[Source data]
Issue #3534, opened 2018-01-12
Content request: hyperdrives and fuel pods


Nescio0:
Currently about all species use human hyperdrives, even though it is implied they developed independently of humans. It would be great if there were Coalition, Hai, Korath, Remnant, and Wanderer hyperdrives as well, so they no longer have to use the human version.

KiLEdEnNis:
that has been an idea for long, but the problem is there may be 1 that's straight-up better; the only stats to really balance it around is fuel usage, jump speed and the size
apart from that I'm not sure if it got a "no" or a "someday"

Nescio0:
> fuel usage, jump speed and the size

That should give plenty of possibilities, e.g. human as it is right now, Hai 10% smaller, Korath +100 fuel capacity, Remnant 10% faster, Wanderer 10% less fuel consumption. And perhaps one hyperdrive would consume some energy or produce heat.
And even if they would be statistitically identical, having different icons and descriptions for different species would add flavour to the game.

Amazinite:
#1455

KiLEdEnNis:
MZ, 28 August 2016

-- Problem description --
Output the records above in their entirety, exactly.

-- Answer to the problem --
Issue #3534, opened 2018-01-12
Content request: hyperdrives and fuel pods


Nescio0:
Currently about all species use human hyperdrives, even though it is implied they developed independently of humans. It would be great if there were Coalition, Hai, Korath, Remnant, and Wanderer hyperdrives as well, so they no longer have to use the human version.

KiLEdEnNis:
that has been an idea for long, but the problem is there may be 1 that's straight-up better; the only stats to really balance it around is fuel usage, jump speed and the size
apart from that I'm not sure if it got a "no" or a "someday"

Nescio0:
> fuel usage, jump speed and the size

That should give plenty of possibilities, e.g. human as it is right now, Hai 10% smaller, Korath +100 fuel capacity, Remnant 10% faster, Wanderer 10% less fuel consumption. And perhaps one hyperdrive would consume some energy or produce heat.
And even if they would be statistitically identical, having different icons and descriptions for different species would add flavour to the game.

Amazinite:
#1455

KiLEdEnNis:
MZ, 28 August 2016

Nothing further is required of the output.